Fresh from its IPO at the end of last year, Insilico Medicine has added to its stable of partners after signing a new alliance with Servier that could be worth up to $888 million.

The new collaboration, which includes an upfront fee of $32 million, will focus on the use of Insilico's AI-driven Pharma.AI drug discovery platform to find new therapies for cancer.

The US and Hong Kong-based company's chief executive, Alex Zhavoronkov, said the deal is "another strong acknowledgement of our AI capabilities and R&D expertise," adding to earlier partnerships with Lilly, Exelixis, Sanofi, Fosun Pharma, Hisun Pharma, and Menarini that collectively are worth billions of dollars.

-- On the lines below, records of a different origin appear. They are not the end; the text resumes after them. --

PR #13, opened 2017-09-25
7.0.x dw

chrisguikema:
This is an update to the util_libs repository implementing Ethernet Drivers for the zynq7000, updates to the i.MX6 Ethernet Driver to make it more functional with the Ethdriver from the CAmkES-VM, and functionality for both Ethdrivers implementing promiscuous mode, which allows for multiple seL4Ethdriver connections.


chrisguikema:
You can remove the Add DARPA release statement. We need to keep it for our own records, though by now, you probably already know this.

AdrianDanis:
Hi @chrisguikema 
Thanks for this contribution. I will try to review this and get back to you this week.

libethdrivers/include/ethdrivers/raw.h
```diff
@@ -156,4 +156,11 @@ struct dma_buf_cookie {
     void* pbuf;
 };
 
+struct eth_plat_config {
```
AdrianDanis: Given this is a driver specific configuration struct this should not be in a generic header

libethdrivers/include/ethdrivers/raw.h
```diff
@@ -156,4 +156,11 @@ struct dma_buf_cookie {
...
+    void* buffer_addr;
+    uint8_t mac_addr[6];
+    uint8_t prom_mode;
+    ethif_driver_init init;
```
AdrianDanis: As far a I can tell this member is never referenced, so I cannot divine it's intended purpose

libethdrivers/src/plat/imx6/imx6.c
```diff
@@ -393,10 +395,17 @@ int ethif_imx6_init(struct eth_driver *eth_driver, ps_io_ops_t io_ops, void *con
     }
     eth_data->enet = enet;
 
-    /* Fetch and set the MAC address */
-    if (ocotp == NULL || ocotp_get_mac(ocotp, mac)) {
-        memcpy(mac, DEFAULT_MAC, 6);
+    if (plat_config->prom_mode) {
```
AdrianDanis: This is a bit of a breaking change, given that we have code that passes in `NULL` as the `config` ([as specified in the function description](https://github.com/seL4/libethdrivers/blob/master/include/ethdrivers/imx6.h#L25)). Perhaps the config should be made an optional parameter?

libethdrivers/src/plat/zynq7000/zynq7000.c
```diff
@@ -1,6 +1,5 @@
 /*
- * Copyright 2014, NICTA
```
AdrianDanis: Not sure why this copyright is dropped. There are large amounts of new implementation, but also large amounts of unchanged code and code with minor name/formatting changes

libethdrivers/include/ethdrivers/zynq7000.h
```diff
@@ -0,0 +1,29 @@
...
+
+#define ZYNQ7000_INTERRUPT_ETH0 54
+
+/**
+ * This function initialises the hardware and conforms to the ethif_driver_init
+ * type in raw.h
+ * @param[out] eth_driver   Ethernet driver structure to fill out
+ * @param[in] io_ops        A structure containing os specific data and
+ *                          functions.
+ * @param[in] config        Unused, should be NULL
```
AdrianDanis: this is true right now in this commit, but config becomes a required parameter later without this being updated

libethdrivers/include/ethdrivers/raw.h
chrisguikema: This change was ARM specific. There wasn't an arch_include folder, so we put it in here. What would your recommendation be?

libethdrivers/include/ethdrivers/raw.h
chrisguikema: This is used to make an platform independent driver. Instead of doing 

```#ifdef CONFIG_PLAT_IMX6
ethif_imx6_init
#elif CONFIG_PLAT_ZYNQ7000
ethif_zynq7000_init
#endif
```
So the Ethdriver component now has an platform init function call declared locally that sets the init member, so the function call is 
`    error = config->init(&eth_driver, ioops, (void *)config);`

libethdrivers/include/ethdrivers/zynq7000.h
chrisguikema: You're right. We will update the comment.

libethdrivers/src/plat/imx6/imx6.c
chrisguikema: Do you have an example using the i.MX6 driver anywhere? We only saw x86 examples. We could work together to figure out ways to improve this.

libethdrivers/src/plat/zynq7000/zynq7000.c
chrisguikema: You are right. We did a lot of commit squashing with these files. Feel free to reinsert it!

libethdrivers/include/ethdrivers/raw.h
chrisguikema: For reference, here is how we implemented an Ethdriver that functions with the zynq7000 and the imx6.

https://github.com/dornerworks/camkes-debug-tool/blob/master/components/Ethdriver/src/ethdriver.c

libethdrivers/src/plat/imx6/imx6.c
AdrianDanis: Okay so the example I'm thinking of is from our [Advanced Operating Systems course](http://www.cse.unsw.edu.au/~cs9242/current/), but it is pinned to an old version of the code anyway so doesn't matter. I would be happy with updating the comment in the header and then having an `assert(config)`

libethdrivers/include/ethdrivers/raw.h
AdrianDanis: My objection here is that the `init` function here is not a configuration to the driver, it's a configuration in your component. I would suggest having your own config struct in your component like

```c
struct ethdriver_config {
    eth_plat_config driver_config;
    ethif_driver_init driver_init;
};
```

libethdrivers/include/ethdrivers/raw.h
AdrianDanis: The current structure of this library leaves much to be desired. I do not want to make you restructure it, so for now maybe call it `arm_eth_plat_config`, and leave a comment saying it's for the imx6/zynq and should be moved somewhere else at some point?

libethdrivers/src/plat/imx6/imx6.c
chrisguikema: Alright. We will update the header command and add in the assert value.

libethdrivers/include/ethdrivers/raw.h
chrisguikema: Understood. We will remove the component specific `init`  from the driver structure.

libethdrivers/include/ethdrivers/raw.h
chrisguikema: Okay.

chrisguikema:
I'll update the Pull Request with your suggestions later today.

chrisguikema:
Any update?

AdrianDanis:
Sorry @chrisguikema, I failed to manually check this PR and github does not send notifications when commits in a PR are changed. Will take a look now.

libethdrivers/Kbuild
```diff
@@ -13,4 +13,4 @@
 libs-$(CONFIG_LIB_ETHIF) += libethdrivers
 libethdrivers-${CONFIG_LIB_LWIP} += liblwip
 libethdrivers-${CONFIG_LIB_PICOTCP} += libpicotcp
-libethdrivers: ${libethdrivers-y} libutils libsel4 $(libc) libplatsupport common
+libethdrivers: ${libethdrivers-y} libutils libsel4 libsel4utils $(libc) libplatsupport common
```
AdrianDanis: Just a minor question of why libsel4utils needed to be added as a dependency? I don't see any usage of things from it in this commit, were there some pre-existing usages that were broken prior to this being added?

AdrianDanis:
Aside from the one question I had your changes look fine. Sorry again for the delay. I will pull it in and rebase and remove the DARPA release statement. Hopefully appears next week, depending on if we fix our builds by then or not.

libethdrivers/Kbuild
chrisguikema: I don't remember why this was added. I just removed the dependency and the library builds for both the zynq7000 and the i.MX6 without any issues. This can be removed.

AdrianDanis:
Closing this now as a rebased version has been merged.

PR #14, opened 2018-06-08
Fixed memory initialization for preallocated RX ring buffer

fabriziobertocci:
RX Ring buffer (rx_cookie) was corrupt and uninitialized causing the system to throw an invalid memory access violation when a new packet was received from the iMX6 ethernet controller.

Fix change the definition of the rx_cookie to be a void * where the actual buffer and meaning is delegated to the file that interface with the stack (in my case I'm using lwip.c).

See commit comments for additional info


AdrianDanis:
@fabriziobertocci these changes look good. As you can tell we're not currently using the imx6 ethdriver internally, hence the bitrot, so thanks for fixing that.

As I said in the other PR, still waiting to confirm CLA

PR #15, opened 2018-06-21
Small change: removed unused variable...

fabriziobertocci:
... to avoid compiler's warnings


AdrianDanis:
@fabriziobertocci Looks like the [sglib](https://github.com/stefanct/sglib) got updated (some time ago) so we should probably just wholesale import the new version.

PR #20, opened 2019-01-16
Use DMA Buffer Structure for allocating RX Buffers.

chrisguikema:
This method is used in the zynq7000 ethernet driver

"As we deepen the integration of generative AI into every stage of the pharma value chain, I believe the future of pharmaceutical superintelligence is never so close, where AI agents could actually make decisions and design experiments, driving a virtuous cycle of faster, smarter, and safer drug development," added Zhavoronkov.

Another sign of that acceleration came at the end of last week, when Insilico and Hisun revealed they had nominated a preclinical candidate for development just eight months after signing their collaboration.

While traditional early-stage drug discovery typically requires 2.5 to four years, Insilico has said that more than 20 of its internal programmes initiated between 2021 and 2024 achieved preclinical candidate nomination in an average of 12 to 18 months, and only needed roughly 60 to 200 molecules to be synthesised and tested to reach that milestone.

Traditional drug discovery can require hundreds or even thousands of compounds go through this process before a preclinical candidate is selected.

Details of the new alliance with Servier remain thin for now, but Insilico will lead the AI-driven discovery and initial development of potential drug candidates, while Sanofi will share R&D expenses and take the lead on clinical development and any future commercial activities.

Founded in 2014, Insilico finally pushed an IPO over the line last month, completing a much-oversubscribed listing on the Hong Kong exchange that raised around $293 million and was backed by a long list of investors that included US pharma group Eli Lilly and Chinese tech giant Tencent.

Servier, meanwhile, has been building its presence in oncology in the last few years through deals such as the $1.8 billion takeover of Agios' oncology business in 2021, which added IDH1/2 inhibitor Voranigo (vorasidenib), approved to treat brain cancer.

Last year, the French pharma also signed licensing deals with Ideaya Biosciences on darovasertib for uveal melanoma and Black Diamond Therapeutics covering a small-molecule RAS/RAF-targeting drug for solid tumours.